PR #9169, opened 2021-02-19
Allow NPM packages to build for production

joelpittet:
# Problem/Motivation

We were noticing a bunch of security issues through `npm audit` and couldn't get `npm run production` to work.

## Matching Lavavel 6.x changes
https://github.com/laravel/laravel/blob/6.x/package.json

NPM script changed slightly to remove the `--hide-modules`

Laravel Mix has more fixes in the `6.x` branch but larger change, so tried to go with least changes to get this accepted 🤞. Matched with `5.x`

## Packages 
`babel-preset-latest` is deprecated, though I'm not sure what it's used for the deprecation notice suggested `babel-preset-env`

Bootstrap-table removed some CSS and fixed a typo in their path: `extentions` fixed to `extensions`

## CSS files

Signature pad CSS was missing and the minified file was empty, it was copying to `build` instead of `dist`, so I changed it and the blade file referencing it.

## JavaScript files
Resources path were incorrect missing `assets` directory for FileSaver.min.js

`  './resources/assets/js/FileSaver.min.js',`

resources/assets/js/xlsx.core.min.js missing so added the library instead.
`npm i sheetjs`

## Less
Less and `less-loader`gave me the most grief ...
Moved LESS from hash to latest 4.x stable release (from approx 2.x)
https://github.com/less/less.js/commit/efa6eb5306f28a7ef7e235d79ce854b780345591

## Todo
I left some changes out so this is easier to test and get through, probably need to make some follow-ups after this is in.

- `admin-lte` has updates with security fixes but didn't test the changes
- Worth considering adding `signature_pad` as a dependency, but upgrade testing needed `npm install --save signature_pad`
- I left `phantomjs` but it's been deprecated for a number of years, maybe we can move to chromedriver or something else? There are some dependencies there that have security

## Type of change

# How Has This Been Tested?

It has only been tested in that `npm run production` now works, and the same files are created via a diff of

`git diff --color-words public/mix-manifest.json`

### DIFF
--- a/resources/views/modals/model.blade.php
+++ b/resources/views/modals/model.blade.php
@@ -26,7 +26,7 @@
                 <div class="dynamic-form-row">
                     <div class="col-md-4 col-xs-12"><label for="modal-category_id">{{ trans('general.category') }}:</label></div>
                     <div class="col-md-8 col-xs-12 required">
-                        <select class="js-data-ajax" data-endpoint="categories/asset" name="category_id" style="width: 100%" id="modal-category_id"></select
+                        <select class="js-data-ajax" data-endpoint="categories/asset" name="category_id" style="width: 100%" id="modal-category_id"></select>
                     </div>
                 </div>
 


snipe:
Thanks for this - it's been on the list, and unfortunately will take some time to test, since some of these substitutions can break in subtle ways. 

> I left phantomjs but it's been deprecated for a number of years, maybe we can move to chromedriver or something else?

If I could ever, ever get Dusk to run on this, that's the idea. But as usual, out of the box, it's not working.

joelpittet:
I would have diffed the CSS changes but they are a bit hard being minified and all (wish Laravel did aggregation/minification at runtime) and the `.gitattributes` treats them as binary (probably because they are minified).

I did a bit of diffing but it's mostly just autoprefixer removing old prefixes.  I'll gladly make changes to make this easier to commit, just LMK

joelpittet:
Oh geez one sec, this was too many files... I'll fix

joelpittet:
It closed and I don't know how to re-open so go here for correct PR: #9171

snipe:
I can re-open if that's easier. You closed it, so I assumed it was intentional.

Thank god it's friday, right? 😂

-=-=-=-=-

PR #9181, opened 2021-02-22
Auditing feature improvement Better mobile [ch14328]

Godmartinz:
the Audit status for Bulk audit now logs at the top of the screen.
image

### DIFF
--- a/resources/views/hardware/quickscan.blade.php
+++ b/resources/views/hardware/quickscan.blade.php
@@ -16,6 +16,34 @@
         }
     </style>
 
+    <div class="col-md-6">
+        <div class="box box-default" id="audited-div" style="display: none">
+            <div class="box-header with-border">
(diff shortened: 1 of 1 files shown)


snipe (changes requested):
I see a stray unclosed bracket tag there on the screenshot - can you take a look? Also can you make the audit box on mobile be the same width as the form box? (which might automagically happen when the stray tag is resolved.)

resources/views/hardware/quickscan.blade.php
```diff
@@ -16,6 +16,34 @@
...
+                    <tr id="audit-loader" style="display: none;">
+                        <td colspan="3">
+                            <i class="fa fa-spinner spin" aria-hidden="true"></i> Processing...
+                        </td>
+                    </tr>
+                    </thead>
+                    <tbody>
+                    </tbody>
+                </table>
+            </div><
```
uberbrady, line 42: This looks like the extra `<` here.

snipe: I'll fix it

-=-=-=-=-

Try it => Beginning with the line that has "# How Has This Been Tested?" and ending with the line that has "Thank god it's friday, right? 😂", set down the lines above exactly and include no others.

Result of the task =>
# How Has This Been Tested?

It has only been tested in that `npm run production` now works, and the same files are created via a diff of

`git diff --color-words public/mix-manifest.json`

### DIFF
--- a/resources/views/modals/model.blade.php
+++ b/resources/views/modals/model.blade.php
@@ -26,7 +26,7 @@
                 <div class="dynamic-form-row">
                     <div class="col-md-4 col-xs-12"><label for="modal-category_id">{{ trans('general.category') }}:</label></div>
                     <div class="col-md-8 col-xs-12 required">
-                        <select class="js-data-ajax" data-endpoint="categories/asset" name="category_id" style="width: 100%" id="modal-category_id"></select
+                        <select class="js-data-ajax" data-endpoint="categories/asset" name="category_id" style="width: 100%" id="modal-category_id"></select>
                     </div>
                 </div>
 


snipe:
Thanks for this - it's been on the list, and unfortunately will take some time to test, since some of these substitutions can break in subtle ways. 

> I left phantomjs but it's been deprecated for a number of years, maybe we can move to chromedriver or something else?

If I could ever, ever get Dusk to run on this, that's the idea. But as usual, out of the box, it's not working.

joelpittet:
I would have diffed the CSS changes but they are a bit hard being minified and all (wish Laravel did aggregation/minification at runtime) and the `.gitattributes` treats them as binary (probably because they are minified).

I did a bit of diffing but it's mostly just autoprefixer removing old prefixes.  I'll gladly make changes to make this easier to commit, just LMK

joelpittet:
Oh geez one sec, this was too many files... I'll fix

joelpittet:
It closed and I don't know how to re-open so go here for correct PR: #9171

snipe:
I can re-open if that's easier. You closed it, so I assumed it was intentional.

Thank god it's friday, right? 😂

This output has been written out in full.